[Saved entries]
=== Section Start ===

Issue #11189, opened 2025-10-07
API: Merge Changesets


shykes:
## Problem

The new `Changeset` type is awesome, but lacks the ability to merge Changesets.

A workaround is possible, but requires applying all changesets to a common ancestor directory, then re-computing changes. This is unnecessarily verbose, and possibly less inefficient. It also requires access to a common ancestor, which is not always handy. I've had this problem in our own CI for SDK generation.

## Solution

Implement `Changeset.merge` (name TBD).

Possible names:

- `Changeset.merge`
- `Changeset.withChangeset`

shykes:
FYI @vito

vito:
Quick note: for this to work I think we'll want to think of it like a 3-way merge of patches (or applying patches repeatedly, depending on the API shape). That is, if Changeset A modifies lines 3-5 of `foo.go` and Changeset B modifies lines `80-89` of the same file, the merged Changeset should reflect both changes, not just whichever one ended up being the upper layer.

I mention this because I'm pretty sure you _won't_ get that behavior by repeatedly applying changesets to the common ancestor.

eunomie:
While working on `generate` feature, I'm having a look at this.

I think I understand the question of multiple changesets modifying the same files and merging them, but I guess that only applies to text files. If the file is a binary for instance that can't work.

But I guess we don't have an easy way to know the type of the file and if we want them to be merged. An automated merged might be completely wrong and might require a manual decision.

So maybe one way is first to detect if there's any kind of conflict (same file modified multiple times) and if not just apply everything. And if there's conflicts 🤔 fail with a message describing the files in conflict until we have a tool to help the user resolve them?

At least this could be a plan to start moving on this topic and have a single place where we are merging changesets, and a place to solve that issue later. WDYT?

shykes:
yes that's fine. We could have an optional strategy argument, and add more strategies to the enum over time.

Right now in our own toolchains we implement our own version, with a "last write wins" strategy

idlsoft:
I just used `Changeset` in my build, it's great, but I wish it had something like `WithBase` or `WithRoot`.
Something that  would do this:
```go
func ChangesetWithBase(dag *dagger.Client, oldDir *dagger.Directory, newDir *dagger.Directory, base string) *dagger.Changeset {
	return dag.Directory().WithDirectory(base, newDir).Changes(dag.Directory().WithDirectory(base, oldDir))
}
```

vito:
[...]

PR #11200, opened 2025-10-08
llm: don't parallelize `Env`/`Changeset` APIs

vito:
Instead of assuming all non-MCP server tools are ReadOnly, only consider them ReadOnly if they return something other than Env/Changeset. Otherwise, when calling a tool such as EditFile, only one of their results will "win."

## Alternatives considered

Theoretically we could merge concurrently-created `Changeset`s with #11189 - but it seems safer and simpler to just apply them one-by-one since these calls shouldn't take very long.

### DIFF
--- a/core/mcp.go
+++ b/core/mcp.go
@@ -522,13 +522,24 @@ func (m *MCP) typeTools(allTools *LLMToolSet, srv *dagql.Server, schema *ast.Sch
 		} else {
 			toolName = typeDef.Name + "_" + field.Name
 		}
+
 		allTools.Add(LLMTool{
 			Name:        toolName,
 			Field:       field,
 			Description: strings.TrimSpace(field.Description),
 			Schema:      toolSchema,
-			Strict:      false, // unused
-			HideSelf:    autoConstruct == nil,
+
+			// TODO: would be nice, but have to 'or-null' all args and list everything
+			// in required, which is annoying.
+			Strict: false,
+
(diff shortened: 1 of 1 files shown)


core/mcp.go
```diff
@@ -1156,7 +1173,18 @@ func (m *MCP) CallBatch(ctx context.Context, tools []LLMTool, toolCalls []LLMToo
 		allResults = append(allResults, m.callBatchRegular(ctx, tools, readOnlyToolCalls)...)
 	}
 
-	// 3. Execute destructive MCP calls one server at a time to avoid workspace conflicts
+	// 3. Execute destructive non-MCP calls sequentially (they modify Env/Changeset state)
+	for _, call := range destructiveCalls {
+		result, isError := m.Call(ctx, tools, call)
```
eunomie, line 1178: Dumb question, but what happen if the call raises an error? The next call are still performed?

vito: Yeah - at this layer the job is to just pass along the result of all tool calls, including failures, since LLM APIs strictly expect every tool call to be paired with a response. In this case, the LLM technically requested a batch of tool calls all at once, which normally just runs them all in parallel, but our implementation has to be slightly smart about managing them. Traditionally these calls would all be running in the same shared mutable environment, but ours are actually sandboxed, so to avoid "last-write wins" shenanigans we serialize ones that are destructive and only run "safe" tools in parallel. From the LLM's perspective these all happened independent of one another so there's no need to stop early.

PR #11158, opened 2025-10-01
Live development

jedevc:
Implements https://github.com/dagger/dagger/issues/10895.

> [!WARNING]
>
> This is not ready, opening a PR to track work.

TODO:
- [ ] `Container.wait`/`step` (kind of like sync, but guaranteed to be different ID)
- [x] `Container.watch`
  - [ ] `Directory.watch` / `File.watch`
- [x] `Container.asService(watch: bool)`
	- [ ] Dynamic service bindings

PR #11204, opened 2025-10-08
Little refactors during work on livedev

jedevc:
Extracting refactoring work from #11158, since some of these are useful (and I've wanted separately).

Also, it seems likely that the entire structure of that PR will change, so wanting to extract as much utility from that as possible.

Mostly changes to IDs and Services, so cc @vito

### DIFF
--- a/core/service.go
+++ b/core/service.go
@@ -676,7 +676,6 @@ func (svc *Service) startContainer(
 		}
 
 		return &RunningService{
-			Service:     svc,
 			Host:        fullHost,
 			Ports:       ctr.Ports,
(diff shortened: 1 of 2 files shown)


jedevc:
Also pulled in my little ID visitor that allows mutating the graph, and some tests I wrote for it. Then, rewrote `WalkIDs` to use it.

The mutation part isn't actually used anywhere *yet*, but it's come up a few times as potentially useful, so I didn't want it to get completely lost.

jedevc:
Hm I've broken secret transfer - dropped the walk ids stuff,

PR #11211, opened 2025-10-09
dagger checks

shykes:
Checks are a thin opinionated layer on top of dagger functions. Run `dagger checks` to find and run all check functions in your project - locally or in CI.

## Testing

=== Section End ===

> **What the exercise asks**
Reproduce exactly, please, only the lines from the start of the data above to the line that contains "While working on", with both ends kept.

> **Exercise response**
Issue #11189, opened 2025-10-07
API: Merge Changesets


shykes:
## Problem

The new `Changeset` type is awesome, but lacks the ability to merge Changesets.

A workaround is possible, but requires applying all changesets to a common ancestor directory, then re-computing changes. This is unnecessarily verbose, and possibly less inefficient. It also requires access to a common ancestor, which is not always handy. I've had this problem in our own CI for SDK generation.

## Solution

Implement `Changeset.merge` (name TBD).

Possible names:

- `Changeset.merge`
- `Changeset.withChangeset`

shykes:
FYI @vito

vito:
Quick note: for this to work I think we'll want to think of it like a 3-way merge of patches (or applying patches repeatedly, depending on the API shape). That is, if Changeset A modifies lines 3-5 of `foo.go` and Changeset B modifies lines `80-89` of the same file, the merged Changeset should reflect both changes, not just whichever one ended up being the upper layer.

I mention this because I'm pretty sure you _won't_ get that behavior by repeatedly applying changesets to the common ancestor.

eunomie:
While working on `generate` feature, I'm having a look at this.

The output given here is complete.